Accident ho gaya rabba rabba

So almost a year after my last right leg injury, a new one decides to make its presence felt. I've always seen accidents as signs. I've now had three fairly major ones with men whilst riding pillion on their bikes. Same leg. Different spots (god's been kind?). Heck I love them. And accidents with a man for company are even better. Not the injury, of course, just the whole follow-up frenzy ensuing the mishap.

The rush to the closest clinic to get the injury checked, being lifted by three men because I’d have fallen otherwise, to be bought and brought a way-too-big bar of chocolate and glucose to prevent me from fainting, the cleaning of the wound, the stitches, the dressing, the affectionate care, buying medicines, getting me to eat (evidently I’m pretty difficult to bring to that at such times), the making me comfortable… The process is much like taking a trip with someone. Suddenly you know so much about him or her. Kind'a in isolation, because he or she takes on the carer's role. And when you're away from home, you can't really take them for granted unlike the mother at home.
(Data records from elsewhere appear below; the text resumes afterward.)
PR #1343, opened 2026-06-09
Fix test resources standalone shutdown lifecycle

### LINKED ISSUE #1342: Regression: test resources service no longer stays alive
### Expected Behavior

I don't know if the issue is in the Gradle plugin, or in Micronaut Test Resources itself, but there is a serious regression since Micronaut 5 (I think). I have used the latest 5.0.2 release, and what I'm seeing is that starting the test resources service in the background with `./gradlew startTRS` will no longer keep it alive when the application shuts down.

I noticed because my database content no longer survived cross-builds. It is a very serious UX bug IMO.

### Actual Behaviour

The test resources service is systematically shutdown when the app is shutdown, independently of whether it was started explicitly before or not.

### Steps To Reproduce

1. `mn create-app repro-tr-bug --features data-jdbc,postgres`
2. `cd repro-tr-bug`
3. start the test resources service in the background: `./gradlew startTRS` <--- this should stay alive cross Gradle sessions
4. start the application: `./gradlew run` -> we see the postgres DB being started
5. hit `CTRL+C` to interrupt the server -> server is shutdown, test resources service should stay alive
6. Run `./gradlew stopTRS` -> fails with `java.net.ConnectException: Connection refused` which is the symptom of a test resources service which has been shutdown

### Environment Information

_No response_

### Example Application

_No response_

### Version

5.0.2

alvarosanchez:
## Summary

- Consume each per-build Test Resources stop marker once before shutdown so stale Gradle daemon listeners cannot reuse an old `true` marker.
- Preserve ordinary build-owned service cleanup while allowing an explicitly started standalone service to survive later application builds until `stopTestResourcesService` runs.
- Add focused TestKit coverage for build-owned shutdown followed by standalone service reuse and explicit stop.

## Verification

- `git diff --check`
- `./gradlew :micronaut-test-resources-plugin:test --tests "io.micronaut.gradle.testresources.ApplicationTestResourcesPluginSpec.standalone test resources service survives after build-owned service shutdown" --rerun-tasks --no-daemon`

## Release Target

- Target branch: `master`.
- Release target: `5.0.x` patch line; repository source currently indicates `5.0.1-SNAPSHOT`.
- Micronaut organization project: `5.0.3 Release`. Ambiguity preserved from QA intake: `5.0.1` and `5.0.2` Platform boards are closed, while `5.0.3 Release` is the earliest open matching Micronaut Platform BOM release board.

## PR Assets

- Not applicable; this changes code and regression tests only, with no rendered output or generated artifact requiring upload.

Fixes #1342

---


melix:
I need an explanation of what introduced the regression. We cannot simply throw AI PRs and finger cross they don't break things. This used to work, so what broke it?

alvarosanchez:
Root cause traced to the Gradle plugin lifecycle, not to Test Resources core.

The plugin registers a `BuildSessionLifecycleListener` on Gradle's parent listener manager, and the internal start task writes a per-build stop marker for the service it starts. That marker is `true` for a build-owned service and `false` for standalone/shared mode. The listener used to read that marker on `beforeComplete()` and call `ServerUtils.stopServer(settingsDirectory)` when it saw `true`, but it never consumed the marker.

Because the listener is registered on the parent listener manager, a Gradle daemon can keep that listener after the build that created the marker has finished. That left this failure sequence possible:

1. An ordinary `run` or `test` build starts a build-owned Test Resources service and writes a `true` stop marker.
2. That build stops its service, but the marker remains on disk and the daemon-scoped listener remains registered.
3. A later `startTestResourcesService` starts an explicit standalone service and writes fresh server settings in the same project settings directory.
4. A subsequent `run` build connects to the existing standalone service and should not own shutdown.
5. The stale listener from the earlier build still sees the old `true` marker and calls `stopServer()` against the same settings directory, shutting down the standalone service.

So the bug was stale shutdown authority: a build-owned stop marker outlived the build that owned it. The user-visible regression shows up with `run` because `JavaExec` tasks are wired into the Test Resources lifecycle, so application runs participate in the same start/connect/shutdown path as tests.

The fix consumes the marker once: read it, delete it, then act on the captured value. That keeps the existing behavior for ordinary build-owned services, but prevents an old build's `true` marker from being reused to stop a later standalone service. The regression test now covers both sides: the first ordinary `run` service is stopped at build end, then the standalone service survives a later `run` until `stopTestResourcesService` stops it explicitly.

---
###### ✨ This message was AI-generated using openai/gpt-5.5

alvarosanchez:
Replacement PR opened after correcting commit authorship to the alvarosanchez GitHub identity: https://github.com/micronaut-projects/micronaut-gradle-plugin/pull/1344

melix:
I don't understand the explanation. This does NOT explain what commit introduced the regression.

I reckon, like anyone else, I too prefer physical injuries to hurt of the heart.

But I think what I’m already beginning to enjoy even more than I did last night, as I told Veeram, is his house. Our Saturday night haunt, Veeram’s house aka The Weekend Getaway (TWG :P) is truly just the therapy one wants at the end of an especially unfavourable week. Of course, when you arrive at the humble 2 BHK abode, the clutter of mattresses, antique furniture, clothes, curios, books, condom and cigarette boxes, rum bottles, sheaves of papers, musical instrument first hits you and you want to flee as soon as. Then a veteran privileged holds your hand and leads you to the sanctum – the shrine of Veeram – and then it dawns upon you  as you take in these extremities, that this house is really beautiful!
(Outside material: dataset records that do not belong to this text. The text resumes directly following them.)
Issue #1347, opened 2026-06-12
Add Support For Watching Additional File Directories During Continuous Builds


RooHoo33:
### Feature description

I have a Micronaut project that splits some source code files up between seperate Gradle sourcesets and want Micronaut to automatically rebuild if I edit files in the source sets. Currently, Micronaut only rebuilds the application if there are changes to files in the main source set and will ignore any changes to files in other source sets. I have an [example project I created](https://github.com/RooHoo33/watch-extra-files-poc/tree/main) with a Kotlin class located in a separate `extras` source set. I would love to have Gradle automatically rebuild my application when I make changes to the source file in the `extras/` source set.

I have thrown together a small feature change in [my fork with a possible solution](https://github.com/micronaut-projects/micronaut-gradle-plugin/compare/master...RooHoo33:micronaut-gradle-plugin:master) if this is a feature that can be supported and can open a PR! I wasnt sure where to expose this config and ended up just adding a new field to the `micronaut {...}` extension called `additionalFilesToWatch`. ([Ref in the example repo I created](https://github.com/RooHoo33/watch-extra-files-poc/blob/main/build.gradle.kts#L94))

RooHoo33:
Anyone have a chance to look at this and or is there anything I can provide? Thanks!

graemerocher:
the forked change doesn't look unreasonable, maybe submit a PR and we can review it

RooHoo33:
Sounds good, thank you! I opened https://github.com/micronaut-projects/micronaut-gradle-plugin/pull/1361

PR #1361, opened 2026-06-26
Allow watching outside fields during continuous run

RooHoo33:
Micronaut automatically watches any files in the main source set when running `./gradlew run -t` but there is no support for watching files outside of the main source set. This pr adds a new field `additionalFilesToWatch` to the root `micronaut {...}` plugin extension (because I couldnt find a better place to put it but am open to suggestions/feedback). Any files passed to the new  field will be resolved just like files in the main source set. If those files modified, Micronaut will trigger a rebuild of the app.

I created an [example repo](https://github.com/RooHoo33/watch-extra-files-poc/tree/main) that has a separate source set with its [files being watched using this new feature](https://github.com/RooHoo33/watch-extra-files-poc/blob/main/build.gradle.kts#L94) and ran it with a locally published version of this plugin with my change.

I am also assuming if this is approved and merged, I will need to update [the plugin docs](https://github.com/micronaut-projects/micronaut-gradle-plugin/blob/master/src/docs/asciidoc/index.adoc) but I wasnt sure if that should be done in this pr or a separate one

Implements https://github.com/micronaut-projects/micronaut-gradle-plugin/issues/1347

### DIFF
--- a/minimal-plugin/src/main/java/io/micronaut/gradle/MicronautMinimalApplicationPlugin.java
+++ b/minimal-plugin/src/main/java/io/micronaut/gradle/MicronautMinimalApplicationPlugin.java
@@ -37,11 +37,9 @@ import org.gradle.api.tasks.SourceSetOutput;
 import org.gradle.api.tasks.TaskContainer;
 
 import java.io.File;
-import java.util.LinkedHashMap;
-import java.util.List;
-import java.util.Map;
-import java.util.Set;
+import java.util.*;
 import java.util.stream.Collectors;
+import java.util.stream.Stream;
 
 import static io.micronaut.gradle.PluginsHelper.resolveRuntime;
 
@@ -106,17 +104,23 @@ public class MicronautMinimalApplicationPlugin implements Plugin<Project> {
             if (project.getGradle().getStartParameter().isContinuous() || Boolean.getBoolean(INTERNAL_CONTINUOUS_FLAG)) {
                 SourceSet sourceSet = sourceSets.findByName("main");
                 if (sourceSet != null) {
+                    MicronautExtension micronautExtension = project.getExtensions().findByType(MicronautExtension.class);
                     var sysProps = new LinkedHashMap<String, Object>();
                     sysProps.put("micronaut.io.watch.restart", true);
                     sysProps.put("micronaut.io.watch.enabled", true);
                     FileCollection sourceDirectories = sourceSet.getAllSource().getSourceDirectories();
+                    FileCollection additionalFilePathsToWatch = micronautExtension.getAdditionalFilesToWatch();
                     //noinspection Convert2Lambda
                     javaExec.doFirst(new Action<>() {
                         @Override
                         public void execute(Task workaroundEagerSystemProps) {
-                            String watchPaths = sourceDirectories
-                                    .getFiles()
-                                    .stream()
+                            Stream<File> fileSources = Stream.concat(
+                                    sourceDirectories
+                                            .getFiles().stream(),
+                                    additionalFilePathsToWatch.getFiles().stream()
+
+                            );
+                            String watchPaths = fileSources
                                     .map(File::getPath)
                                     .collect(Collectors.joining(","));
                             javaExec.systemProperty("micronaut.io.watch.paths", watchPaths);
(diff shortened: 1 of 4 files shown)


minimal-plugin/src/test/groovy/io/micronaut/gradle/MicronautMinimalApplicationPluginSpec.groovy
```diff
@@ -84,6 +84,54 @@ class MicronautMinimalApplicationPluginSpec extends AbstractGradleBuildSpec {
         task.outcome == TaskOutcome.SUCCESS
         watchLine.contains 'src/main/groovy'
     }
+    def "additional files are passed when configuring watch paths"() {
```
RooHoo33, line 87:
```suggestion
        @Issue("https://github.com/micronaut-projects/micronaut-gradle-plugin/issues/1347")
    def "additional files are passed when configuring watch paths"() {
```
Not sure if this is needed or helpful?

minimal-plugin/src/main/java/io/micronaut/gradle/MicronautMinimalApplicationPlugin.java
```diff
@@ -37,11 +37,9 @@
 import org.gradle.api.tasks.TaskContainer;
 
 import java.io.File;
-import java.util.LinkedHashMap;
-import java.util.List;
-import java.util.Map;
-import java.util.Set;
+import java.util.*;
```
graemerocher: if you can revert the usage of * imports. Thanks

graemerocher (changes requested):

graemerocher:
@melix other than the minor issue with the imports I don't see any issue with this do you? Maybe some documentation would be good.

minimal-plugin/src/main/java/io/micronaut/gradle/MicronautMinimalApplicationPlugin.java
RooHoo33: done!

RooHoo33:
> Maybe some documentation would be good.

I just need to [update this file](https://github.com/micronaut-projects/micronaut-gradle-plugin/blob/master/src/docs/asciidoc/index.adoc#micronaut-library-plugin) right? I can do that in this pr or open a separate one if that is easier for you all.

melix:
This sounds reasonable. AFAIU this is independent from Gradle's file watching. I'm not very familiar with how the system property is actually used within Micronaut to reload, though.

graemerocher:
> > Maybe some documentation would be good.
> 
> I just need to [update this file](https://github.com/micronaut-projects/micronaut-gradle-plugin/blob/master/src/docs/asciidoc/index.adoc#micronaut-library-plugin) right? I can do that in this pr or open a separate one if that is easier for you all.

Yes and in this PR is fine

RooHoo33:
> This sounds reasonable. AFAIU this is independent from Gradle's file watching. I'm not very familiar with how the system property is actually used within Micronaut to reload, though.

I believe this `micronaut.io.watch.paths` property is really only used to kill the micronaut server (specifically it uses the [FileWatchRestartListener](https://github.com/micronaut-projects/micronaut-core/blob/c4e938a52ee457ae53535a9064bdb18b7ecd8bab/context/src/main/java/io/micronaut/runtime/server/watch/event/FileWatchRestartListener.java#L39) which reacts to events from the [DefaultWatchThread](https://github.com/micronaut-projects/micronaut-core/blob/c4e938a52ee457ae53535a9064bdb18b7ecd8bab/context/src/main/java/io/micronaut/scheduling/io/watch/DefaultWatchThread.java)). Once micronaut kills itself, gradle sees the JavaExec task has ended and can rerun any changed tasks using its own file watching. Then it will restart the run task causing the micronaut server to reboot.

RooHoo33:
Added a little section about this in the docs file! I am seeing some build failures but they don't appear to be related to my change? They look like dependency changes in funspecs.

graemerocher (approved):

RooHoo33:
@graemerocher sorry to ping you again but the pr build is failing and it doesn’t look related to my changes? Do I need to merge main back into my branch or kick off the build again?

graemerocher:
yeah try that and see if it passes

RooHoo33:
Merged but the builds waiting. Im guessing I dont have permission to kick off a build?

RooHoo33:
@graemerocher do you need to approve the pr build?

graemerocher:
running CI for it here https://github.com/micronaut-projects/micronaut-gradle-plugin/pull/1374

RooHoo33:
Thank you so much!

To be absorbed into V’s space is a lot about one’s personal fortune. By nature, the man (and one of the most cultured hosts) is a recluse. His space is so his and shut away from all things commercial and dispassionate, that you’d have to be a musician to gain license to enter. And once you have won his approval, you could be a third grade architecture student or even just an ordinary copywriter, and yet be personally invited for successive weekends to spend hours elaborating and exploring the intricacies of Raag Desh punctuated with some Puriya or the dreaded Todi, and gracefully end with Pink Floyd’s Wish You Were Here.

And yet V’s place is not even about the things in it, or its people. It’s really about him. How warm he makes one feel on the coldest winter nights, how free he can set you from the clutches of where you come from and where you must head afterwards. You might get to listen to staples and a few new numbers. Some classical, some jazz, some baroque melodies.
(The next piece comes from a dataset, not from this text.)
Issue #172, opened 2017-07-05
Audit use of Streams especially as regards files


dhalperi:
We've got some fairly big file descriptor leaks due to use of various `Stream<Path>` APIs rooted in `Files`. We need to audit the codebase for cleaning this up.

A sample fix:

There is of course, the conversation that meanders with sharp turns and steep falls and sudden heights of passionate discourse about music, love, freedom, values, religion, food (of course!). To most, V would seem something of an idealist oddity amidst compromising commercialization of our time and place. And even that is not what defines his home. One time he might tell you how he egg-napped a pigeon’s egg to teach it a lesson to not hover around his balcony again, and then he would also keep it safe. One of those puppy kidnappers, this.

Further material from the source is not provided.